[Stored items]

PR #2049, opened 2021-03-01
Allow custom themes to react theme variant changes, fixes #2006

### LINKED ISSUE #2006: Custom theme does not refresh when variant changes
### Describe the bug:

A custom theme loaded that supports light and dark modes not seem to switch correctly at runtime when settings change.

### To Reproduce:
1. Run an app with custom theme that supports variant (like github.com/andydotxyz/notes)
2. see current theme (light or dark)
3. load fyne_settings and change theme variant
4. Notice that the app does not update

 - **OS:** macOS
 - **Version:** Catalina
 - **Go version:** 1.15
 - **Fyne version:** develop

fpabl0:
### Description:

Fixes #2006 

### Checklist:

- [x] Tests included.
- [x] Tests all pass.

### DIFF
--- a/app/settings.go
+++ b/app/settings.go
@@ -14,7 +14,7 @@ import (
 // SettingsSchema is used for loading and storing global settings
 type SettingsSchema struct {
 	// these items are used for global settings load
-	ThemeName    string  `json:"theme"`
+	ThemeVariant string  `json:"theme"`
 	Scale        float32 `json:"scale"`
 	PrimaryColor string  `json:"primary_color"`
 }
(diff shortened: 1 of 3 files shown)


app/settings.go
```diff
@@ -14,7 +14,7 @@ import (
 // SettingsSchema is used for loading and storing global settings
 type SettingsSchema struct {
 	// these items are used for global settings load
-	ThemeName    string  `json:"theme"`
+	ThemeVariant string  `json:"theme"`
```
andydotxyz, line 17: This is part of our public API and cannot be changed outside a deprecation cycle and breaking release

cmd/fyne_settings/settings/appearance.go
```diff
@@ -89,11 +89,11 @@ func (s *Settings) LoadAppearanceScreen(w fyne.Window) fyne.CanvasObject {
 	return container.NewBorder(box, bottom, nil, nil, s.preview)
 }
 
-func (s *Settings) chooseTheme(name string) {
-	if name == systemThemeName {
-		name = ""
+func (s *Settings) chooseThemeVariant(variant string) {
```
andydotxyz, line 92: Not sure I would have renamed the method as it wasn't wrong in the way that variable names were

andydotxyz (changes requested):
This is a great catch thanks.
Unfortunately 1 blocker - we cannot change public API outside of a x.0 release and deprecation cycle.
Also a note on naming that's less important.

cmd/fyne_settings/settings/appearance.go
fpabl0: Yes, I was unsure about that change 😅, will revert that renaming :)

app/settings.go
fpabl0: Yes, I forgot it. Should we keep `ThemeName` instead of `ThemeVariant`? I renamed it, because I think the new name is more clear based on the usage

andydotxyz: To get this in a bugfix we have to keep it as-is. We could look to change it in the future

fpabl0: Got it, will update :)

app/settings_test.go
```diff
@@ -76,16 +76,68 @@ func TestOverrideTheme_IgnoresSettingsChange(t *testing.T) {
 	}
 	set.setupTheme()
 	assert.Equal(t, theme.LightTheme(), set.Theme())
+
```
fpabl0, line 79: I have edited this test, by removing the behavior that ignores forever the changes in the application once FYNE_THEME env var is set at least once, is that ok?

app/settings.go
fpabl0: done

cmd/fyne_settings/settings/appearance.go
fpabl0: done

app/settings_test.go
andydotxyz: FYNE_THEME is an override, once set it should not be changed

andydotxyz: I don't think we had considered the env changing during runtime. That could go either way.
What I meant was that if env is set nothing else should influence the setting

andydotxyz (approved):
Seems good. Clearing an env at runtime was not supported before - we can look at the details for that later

--

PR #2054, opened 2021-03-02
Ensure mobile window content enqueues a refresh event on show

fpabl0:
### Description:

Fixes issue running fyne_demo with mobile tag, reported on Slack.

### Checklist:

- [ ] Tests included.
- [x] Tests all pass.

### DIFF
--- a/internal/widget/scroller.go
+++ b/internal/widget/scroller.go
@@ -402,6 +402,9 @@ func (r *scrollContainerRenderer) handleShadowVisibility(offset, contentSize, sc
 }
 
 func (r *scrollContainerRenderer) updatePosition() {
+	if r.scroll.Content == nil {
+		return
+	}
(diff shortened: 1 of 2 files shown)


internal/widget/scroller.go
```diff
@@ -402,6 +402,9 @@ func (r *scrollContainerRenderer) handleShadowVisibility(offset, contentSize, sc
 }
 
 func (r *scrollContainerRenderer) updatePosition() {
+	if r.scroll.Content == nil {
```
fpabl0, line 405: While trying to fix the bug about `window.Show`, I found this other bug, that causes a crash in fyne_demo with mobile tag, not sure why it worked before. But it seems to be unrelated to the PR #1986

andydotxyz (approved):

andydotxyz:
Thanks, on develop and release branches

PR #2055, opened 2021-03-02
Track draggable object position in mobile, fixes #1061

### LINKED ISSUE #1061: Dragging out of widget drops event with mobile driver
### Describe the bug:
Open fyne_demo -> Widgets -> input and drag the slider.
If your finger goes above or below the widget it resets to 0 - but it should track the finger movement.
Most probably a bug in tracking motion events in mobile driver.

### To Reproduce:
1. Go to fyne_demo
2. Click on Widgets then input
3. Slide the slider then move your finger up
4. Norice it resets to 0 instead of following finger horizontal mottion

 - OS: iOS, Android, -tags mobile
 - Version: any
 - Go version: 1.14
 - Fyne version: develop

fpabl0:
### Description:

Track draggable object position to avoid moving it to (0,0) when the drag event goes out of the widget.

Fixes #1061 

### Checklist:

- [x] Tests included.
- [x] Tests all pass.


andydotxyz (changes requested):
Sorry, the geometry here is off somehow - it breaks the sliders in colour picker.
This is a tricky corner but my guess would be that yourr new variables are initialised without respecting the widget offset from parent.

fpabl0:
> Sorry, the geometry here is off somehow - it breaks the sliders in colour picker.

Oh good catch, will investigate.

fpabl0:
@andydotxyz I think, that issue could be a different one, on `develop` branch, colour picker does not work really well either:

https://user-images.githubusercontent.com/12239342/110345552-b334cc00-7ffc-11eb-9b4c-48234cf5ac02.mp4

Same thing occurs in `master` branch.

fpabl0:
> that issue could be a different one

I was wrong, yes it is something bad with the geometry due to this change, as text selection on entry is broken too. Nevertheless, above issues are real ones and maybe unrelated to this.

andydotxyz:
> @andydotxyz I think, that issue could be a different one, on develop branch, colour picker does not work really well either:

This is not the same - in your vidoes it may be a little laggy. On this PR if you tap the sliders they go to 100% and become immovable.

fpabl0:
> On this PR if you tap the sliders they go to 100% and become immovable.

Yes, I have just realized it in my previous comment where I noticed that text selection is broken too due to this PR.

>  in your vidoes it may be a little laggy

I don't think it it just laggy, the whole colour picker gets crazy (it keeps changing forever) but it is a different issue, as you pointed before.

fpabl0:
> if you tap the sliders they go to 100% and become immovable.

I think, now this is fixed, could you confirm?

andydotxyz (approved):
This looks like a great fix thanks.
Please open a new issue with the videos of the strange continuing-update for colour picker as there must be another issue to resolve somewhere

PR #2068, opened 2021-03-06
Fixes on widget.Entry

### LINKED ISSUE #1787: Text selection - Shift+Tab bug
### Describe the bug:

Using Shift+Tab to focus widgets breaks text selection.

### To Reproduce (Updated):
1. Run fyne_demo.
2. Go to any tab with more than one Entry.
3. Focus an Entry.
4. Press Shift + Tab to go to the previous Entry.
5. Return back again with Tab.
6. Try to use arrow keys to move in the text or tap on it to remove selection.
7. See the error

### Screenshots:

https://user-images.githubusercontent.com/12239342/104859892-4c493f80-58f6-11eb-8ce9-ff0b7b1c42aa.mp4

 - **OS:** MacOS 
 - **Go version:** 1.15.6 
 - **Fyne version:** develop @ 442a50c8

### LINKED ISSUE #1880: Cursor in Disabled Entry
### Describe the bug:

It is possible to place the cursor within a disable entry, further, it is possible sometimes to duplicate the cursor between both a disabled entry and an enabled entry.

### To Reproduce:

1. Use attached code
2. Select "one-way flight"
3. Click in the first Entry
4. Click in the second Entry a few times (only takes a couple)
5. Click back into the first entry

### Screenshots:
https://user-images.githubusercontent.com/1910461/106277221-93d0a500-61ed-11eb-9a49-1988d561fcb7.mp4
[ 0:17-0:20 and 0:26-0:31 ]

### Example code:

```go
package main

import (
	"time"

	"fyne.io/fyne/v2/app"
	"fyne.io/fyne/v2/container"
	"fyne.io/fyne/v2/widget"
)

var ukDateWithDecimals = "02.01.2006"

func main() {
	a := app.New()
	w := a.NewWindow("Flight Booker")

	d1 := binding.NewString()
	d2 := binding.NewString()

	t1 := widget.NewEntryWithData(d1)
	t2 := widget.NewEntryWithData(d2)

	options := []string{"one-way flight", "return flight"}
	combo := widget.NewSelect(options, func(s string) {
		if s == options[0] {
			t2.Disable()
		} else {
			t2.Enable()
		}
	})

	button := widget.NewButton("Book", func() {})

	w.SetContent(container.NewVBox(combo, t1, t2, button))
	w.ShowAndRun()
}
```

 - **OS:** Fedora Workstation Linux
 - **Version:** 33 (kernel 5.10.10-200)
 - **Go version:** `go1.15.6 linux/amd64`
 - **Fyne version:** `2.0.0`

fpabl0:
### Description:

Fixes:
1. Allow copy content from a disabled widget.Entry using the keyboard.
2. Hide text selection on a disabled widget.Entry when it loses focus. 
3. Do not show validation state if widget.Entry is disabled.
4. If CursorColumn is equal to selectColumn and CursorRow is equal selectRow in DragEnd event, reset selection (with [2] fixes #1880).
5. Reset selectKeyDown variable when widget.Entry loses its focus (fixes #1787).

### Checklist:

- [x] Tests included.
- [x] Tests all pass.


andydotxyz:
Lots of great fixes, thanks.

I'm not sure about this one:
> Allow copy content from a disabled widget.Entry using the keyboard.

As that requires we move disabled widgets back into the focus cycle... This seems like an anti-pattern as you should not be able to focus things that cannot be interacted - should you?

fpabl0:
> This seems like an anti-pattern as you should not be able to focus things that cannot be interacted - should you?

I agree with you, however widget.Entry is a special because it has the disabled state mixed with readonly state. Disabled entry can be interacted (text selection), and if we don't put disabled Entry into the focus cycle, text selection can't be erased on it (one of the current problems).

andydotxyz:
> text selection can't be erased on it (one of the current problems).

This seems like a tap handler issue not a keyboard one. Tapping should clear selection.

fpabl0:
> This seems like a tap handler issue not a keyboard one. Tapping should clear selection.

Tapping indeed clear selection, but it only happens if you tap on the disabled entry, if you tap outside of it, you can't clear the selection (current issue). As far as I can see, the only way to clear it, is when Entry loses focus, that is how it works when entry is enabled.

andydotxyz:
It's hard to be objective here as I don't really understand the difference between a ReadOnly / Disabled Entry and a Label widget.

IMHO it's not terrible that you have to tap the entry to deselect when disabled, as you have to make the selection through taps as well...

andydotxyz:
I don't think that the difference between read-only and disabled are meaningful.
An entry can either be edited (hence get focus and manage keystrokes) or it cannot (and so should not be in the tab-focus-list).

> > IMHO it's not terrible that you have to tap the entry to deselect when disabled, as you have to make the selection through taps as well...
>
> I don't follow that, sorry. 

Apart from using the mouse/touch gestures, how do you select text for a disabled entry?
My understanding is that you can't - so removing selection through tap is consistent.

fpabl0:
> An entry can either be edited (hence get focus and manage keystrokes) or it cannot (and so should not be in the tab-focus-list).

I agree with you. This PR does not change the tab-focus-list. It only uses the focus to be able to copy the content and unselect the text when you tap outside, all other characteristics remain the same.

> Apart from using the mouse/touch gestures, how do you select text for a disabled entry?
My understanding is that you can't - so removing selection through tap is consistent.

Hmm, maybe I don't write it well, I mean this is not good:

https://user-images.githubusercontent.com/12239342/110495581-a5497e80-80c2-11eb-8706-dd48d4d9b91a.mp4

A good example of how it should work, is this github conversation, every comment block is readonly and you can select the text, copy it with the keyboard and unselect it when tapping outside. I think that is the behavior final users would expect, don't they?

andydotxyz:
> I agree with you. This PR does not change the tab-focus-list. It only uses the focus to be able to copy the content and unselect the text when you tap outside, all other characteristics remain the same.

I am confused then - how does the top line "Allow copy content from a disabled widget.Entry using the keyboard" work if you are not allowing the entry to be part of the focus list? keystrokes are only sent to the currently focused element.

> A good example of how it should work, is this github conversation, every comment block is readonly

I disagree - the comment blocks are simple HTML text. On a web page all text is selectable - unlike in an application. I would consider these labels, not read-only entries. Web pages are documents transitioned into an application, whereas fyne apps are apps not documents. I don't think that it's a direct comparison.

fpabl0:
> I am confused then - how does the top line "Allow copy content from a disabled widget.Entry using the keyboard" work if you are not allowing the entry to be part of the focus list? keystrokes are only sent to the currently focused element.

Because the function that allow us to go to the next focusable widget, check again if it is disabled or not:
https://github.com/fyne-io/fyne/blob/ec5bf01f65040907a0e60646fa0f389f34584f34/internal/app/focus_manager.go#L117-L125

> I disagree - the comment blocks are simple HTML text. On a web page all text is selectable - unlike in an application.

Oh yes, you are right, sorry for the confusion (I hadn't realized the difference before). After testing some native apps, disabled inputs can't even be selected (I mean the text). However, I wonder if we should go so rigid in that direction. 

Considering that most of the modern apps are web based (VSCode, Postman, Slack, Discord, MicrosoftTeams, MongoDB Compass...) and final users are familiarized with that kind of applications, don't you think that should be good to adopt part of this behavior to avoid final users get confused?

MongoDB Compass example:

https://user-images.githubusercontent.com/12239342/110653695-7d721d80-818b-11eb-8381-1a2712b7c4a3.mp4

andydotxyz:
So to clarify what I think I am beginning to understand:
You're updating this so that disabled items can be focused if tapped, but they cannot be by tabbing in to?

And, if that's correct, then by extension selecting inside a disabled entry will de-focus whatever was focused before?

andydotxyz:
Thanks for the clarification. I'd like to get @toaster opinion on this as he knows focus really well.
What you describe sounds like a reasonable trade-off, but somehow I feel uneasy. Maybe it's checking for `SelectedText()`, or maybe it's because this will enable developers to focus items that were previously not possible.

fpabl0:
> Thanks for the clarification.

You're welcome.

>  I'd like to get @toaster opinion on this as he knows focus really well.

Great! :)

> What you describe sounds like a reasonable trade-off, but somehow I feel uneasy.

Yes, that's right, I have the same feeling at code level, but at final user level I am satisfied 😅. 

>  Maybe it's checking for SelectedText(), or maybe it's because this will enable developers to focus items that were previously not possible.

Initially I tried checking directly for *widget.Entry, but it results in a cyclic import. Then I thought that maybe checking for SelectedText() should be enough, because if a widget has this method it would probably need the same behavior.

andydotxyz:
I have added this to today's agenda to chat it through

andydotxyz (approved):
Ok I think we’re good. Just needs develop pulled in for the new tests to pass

- [Task requirements]: Your reply should be one number, the count of lines in the data that include the word "handler".

- [Written solution]: 2